Some of the lines below need repeating. Reproduce exactly those between the lines holding "Possible fix for #291" and "wenovus: I explored", inclusive.

======== Working data

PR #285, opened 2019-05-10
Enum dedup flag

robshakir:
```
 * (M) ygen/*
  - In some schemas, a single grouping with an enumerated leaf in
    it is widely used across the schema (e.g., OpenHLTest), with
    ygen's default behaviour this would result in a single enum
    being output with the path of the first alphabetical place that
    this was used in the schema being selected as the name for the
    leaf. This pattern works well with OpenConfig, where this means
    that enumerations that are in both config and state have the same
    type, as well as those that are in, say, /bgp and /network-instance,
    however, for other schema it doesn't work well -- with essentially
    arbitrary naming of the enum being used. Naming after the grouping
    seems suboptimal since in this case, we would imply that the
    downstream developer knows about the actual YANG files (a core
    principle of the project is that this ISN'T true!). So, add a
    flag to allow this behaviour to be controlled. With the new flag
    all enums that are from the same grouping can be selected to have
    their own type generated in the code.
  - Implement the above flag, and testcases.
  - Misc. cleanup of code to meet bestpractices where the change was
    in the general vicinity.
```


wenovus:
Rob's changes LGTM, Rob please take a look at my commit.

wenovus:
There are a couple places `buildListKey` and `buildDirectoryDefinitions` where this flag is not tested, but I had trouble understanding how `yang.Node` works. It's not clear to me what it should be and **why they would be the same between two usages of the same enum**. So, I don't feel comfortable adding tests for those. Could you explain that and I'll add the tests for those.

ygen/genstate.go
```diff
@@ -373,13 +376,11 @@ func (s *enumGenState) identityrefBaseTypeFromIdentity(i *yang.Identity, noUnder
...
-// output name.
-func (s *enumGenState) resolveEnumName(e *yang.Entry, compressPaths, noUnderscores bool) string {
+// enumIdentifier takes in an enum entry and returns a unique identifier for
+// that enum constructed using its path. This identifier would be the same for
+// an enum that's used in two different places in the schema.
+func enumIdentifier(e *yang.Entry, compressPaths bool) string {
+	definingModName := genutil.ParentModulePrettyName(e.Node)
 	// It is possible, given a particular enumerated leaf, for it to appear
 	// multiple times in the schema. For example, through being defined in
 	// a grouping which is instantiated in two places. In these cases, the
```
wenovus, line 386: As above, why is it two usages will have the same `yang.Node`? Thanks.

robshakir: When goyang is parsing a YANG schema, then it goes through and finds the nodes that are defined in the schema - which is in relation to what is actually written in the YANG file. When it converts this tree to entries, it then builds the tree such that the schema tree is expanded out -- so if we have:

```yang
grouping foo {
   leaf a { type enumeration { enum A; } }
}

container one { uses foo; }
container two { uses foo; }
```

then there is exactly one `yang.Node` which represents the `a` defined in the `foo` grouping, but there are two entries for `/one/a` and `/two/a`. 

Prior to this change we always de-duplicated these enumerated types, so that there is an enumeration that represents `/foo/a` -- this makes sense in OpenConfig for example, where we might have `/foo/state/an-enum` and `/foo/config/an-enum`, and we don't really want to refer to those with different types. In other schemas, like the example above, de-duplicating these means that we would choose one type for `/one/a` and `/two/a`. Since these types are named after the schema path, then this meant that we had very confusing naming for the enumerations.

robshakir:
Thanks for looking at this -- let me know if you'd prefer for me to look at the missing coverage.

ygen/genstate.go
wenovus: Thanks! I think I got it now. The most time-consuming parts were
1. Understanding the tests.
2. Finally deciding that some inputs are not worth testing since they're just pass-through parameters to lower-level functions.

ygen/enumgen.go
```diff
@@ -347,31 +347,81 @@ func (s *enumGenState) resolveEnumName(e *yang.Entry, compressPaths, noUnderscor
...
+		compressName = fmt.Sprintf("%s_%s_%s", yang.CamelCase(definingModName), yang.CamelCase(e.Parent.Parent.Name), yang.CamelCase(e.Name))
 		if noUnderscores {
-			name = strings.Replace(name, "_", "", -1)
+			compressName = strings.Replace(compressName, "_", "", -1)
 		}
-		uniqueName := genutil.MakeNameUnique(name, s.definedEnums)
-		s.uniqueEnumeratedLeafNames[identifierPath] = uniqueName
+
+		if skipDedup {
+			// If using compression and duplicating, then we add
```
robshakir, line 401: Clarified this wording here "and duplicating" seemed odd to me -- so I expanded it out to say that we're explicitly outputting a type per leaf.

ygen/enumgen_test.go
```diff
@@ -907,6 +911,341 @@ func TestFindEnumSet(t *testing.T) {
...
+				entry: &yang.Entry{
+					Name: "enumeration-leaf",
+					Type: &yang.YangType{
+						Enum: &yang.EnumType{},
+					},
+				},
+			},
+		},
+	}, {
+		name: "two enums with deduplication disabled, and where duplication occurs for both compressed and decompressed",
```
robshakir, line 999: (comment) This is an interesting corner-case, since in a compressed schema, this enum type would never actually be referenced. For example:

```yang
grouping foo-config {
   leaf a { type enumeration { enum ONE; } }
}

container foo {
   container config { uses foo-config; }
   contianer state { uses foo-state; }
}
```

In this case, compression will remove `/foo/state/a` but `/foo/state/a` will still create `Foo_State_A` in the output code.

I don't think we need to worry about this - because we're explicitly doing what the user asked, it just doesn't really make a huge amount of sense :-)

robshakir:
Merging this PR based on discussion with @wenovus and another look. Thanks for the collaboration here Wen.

================
======== Working data

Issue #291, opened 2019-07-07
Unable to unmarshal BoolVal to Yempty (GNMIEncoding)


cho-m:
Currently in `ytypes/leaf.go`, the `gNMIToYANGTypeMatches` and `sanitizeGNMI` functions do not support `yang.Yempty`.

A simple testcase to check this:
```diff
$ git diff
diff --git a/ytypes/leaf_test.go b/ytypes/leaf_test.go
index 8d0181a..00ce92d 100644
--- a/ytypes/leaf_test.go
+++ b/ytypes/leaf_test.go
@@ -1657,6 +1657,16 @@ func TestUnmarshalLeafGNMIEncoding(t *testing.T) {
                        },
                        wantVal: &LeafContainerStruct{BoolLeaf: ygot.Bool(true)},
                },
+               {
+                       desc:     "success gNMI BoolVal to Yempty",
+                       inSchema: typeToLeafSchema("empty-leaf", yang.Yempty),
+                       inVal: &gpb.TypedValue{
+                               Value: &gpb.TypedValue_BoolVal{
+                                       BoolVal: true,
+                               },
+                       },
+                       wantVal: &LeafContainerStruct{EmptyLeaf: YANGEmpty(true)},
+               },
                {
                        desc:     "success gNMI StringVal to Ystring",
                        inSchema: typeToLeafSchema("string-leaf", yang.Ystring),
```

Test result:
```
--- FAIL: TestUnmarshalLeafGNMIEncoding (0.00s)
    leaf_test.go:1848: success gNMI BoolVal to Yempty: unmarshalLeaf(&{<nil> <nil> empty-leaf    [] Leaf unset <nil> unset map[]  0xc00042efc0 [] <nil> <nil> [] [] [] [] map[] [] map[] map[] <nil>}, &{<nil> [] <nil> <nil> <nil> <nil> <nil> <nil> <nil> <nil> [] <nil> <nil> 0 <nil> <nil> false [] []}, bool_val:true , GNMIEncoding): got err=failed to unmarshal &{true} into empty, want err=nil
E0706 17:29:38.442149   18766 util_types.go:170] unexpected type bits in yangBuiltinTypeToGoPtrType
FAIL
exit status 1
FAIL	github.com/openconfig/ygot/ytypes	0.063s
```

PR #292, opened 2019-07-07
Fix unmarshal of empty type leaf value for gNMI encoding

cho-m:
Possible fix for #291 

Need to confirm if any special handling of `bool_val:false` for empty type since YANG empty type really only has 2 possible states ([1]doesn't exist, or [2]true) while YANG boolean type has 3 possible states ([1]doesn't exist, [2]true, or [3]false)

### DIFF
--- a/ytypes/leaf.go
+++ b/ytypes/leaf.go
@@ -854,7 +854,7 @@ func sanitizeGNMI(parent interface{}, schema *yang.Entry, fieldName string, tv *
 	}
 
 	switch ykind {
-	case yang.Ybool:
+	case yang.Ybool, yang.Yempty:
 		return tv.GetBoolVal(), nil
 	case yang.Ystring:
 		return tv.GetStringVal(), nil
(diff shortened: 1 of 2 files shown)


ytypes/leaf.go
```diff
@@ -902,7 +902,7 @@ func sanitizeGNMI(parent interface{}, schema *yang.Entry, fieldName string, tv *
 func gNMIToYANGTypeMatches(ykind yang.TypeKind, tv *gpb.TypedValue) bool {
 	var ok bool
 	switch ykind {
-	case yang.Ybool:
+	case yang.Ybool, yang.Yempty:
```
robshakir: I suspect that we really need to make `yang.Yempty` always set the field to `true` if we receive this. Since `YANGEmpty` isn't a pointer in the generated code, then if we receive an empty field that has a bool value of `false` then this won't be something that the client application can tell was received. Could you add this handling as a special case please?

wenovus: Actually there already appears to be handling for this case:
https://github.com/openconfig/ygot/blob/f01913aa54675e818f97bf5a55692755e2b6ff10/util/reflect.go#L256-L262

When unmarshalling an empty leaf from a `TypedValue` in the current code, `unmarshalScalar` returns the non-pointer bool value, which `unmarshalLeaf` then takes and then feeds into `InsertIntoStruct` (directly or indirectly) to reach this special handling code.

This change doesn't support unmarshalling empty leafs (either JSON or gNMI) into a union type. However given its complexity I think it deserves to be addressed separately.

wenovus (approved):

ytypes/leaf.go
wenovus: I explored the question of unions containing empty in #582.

================

## Answer section:
Possible fix for #291 

Need to confirm if any special handling of `bool_val:false` for empty type since YANG empty type really only has 2 possible states ([1]doesn't exist, or [2]true) while YANG boolean type has 3 possible states ([1]doesn't exist, [2]true, or [3]false)

### DIFF
--- a/ytypes/leaf.go
+++ b/ytypes/leaf.go
@@ -854,7 +854,7 @@ func sanitizeGNMI(parent interface{}, schema *yang.Entry, fieldName string, tv *
 	}
 
 	switch ykind {
-	case yang.Ybool:
+	case yang.Ybool, yang.Yempty:
 		return tv.GetBoolVal(), nil
 	case yang.Ystring:
 		return tv.GetStringVal(), nil
(diff shortened: 1 of 2 files shown)


ytypes/leaf.go
```diff
@@ -902,7 +902,7 @@ func sanitizeGNMI(parent interface{}, schema *yang.Entry, fieldName string, tv *
 func gNMIToYANGTypeMatches(ykind yang.TypeKind, tv *gpb.TypedValue) bool {
 	var ok bool
 	switch ykind {
-	case yang.Ybool:
+	case yang.Ybool, yang.Yempty:
```
robshakir: I suspect that we really need to make `yang.Yempty` always set the field to `true` if we receive this. Since `YANGEmpty` isn't a pointer in the generated code, then if we receive an empty field that has a bool value of `false` then this won't be something that the client application can tell was received. Could you add this handling as a special case please?

wenovus: Actually there already appears to be handling for this case:
https://github.com/openconfig/ygot/blob/f01913aa54675e818f97bf5a55692755e2b6ff10/util/reflect.go#L256-L262

When unmarshalling an empty leaf from a `TypedValue` in the current code, `unmarshalScalar` returns the non-pointer bool value, which `unmarshalLeaf` then takes and then feeds into `InsertIntoStruct` (directly or indirectly) to reach this special handling code.

This change doesn't support unmarshalling empty leafs (either JSON or gNMI) into a union type. However given its complexity I think it deserves to be addressed separately.

wenovus (approved):

ytypes/leaf.go
wenovus: I explored the question of unions containing empty in #582.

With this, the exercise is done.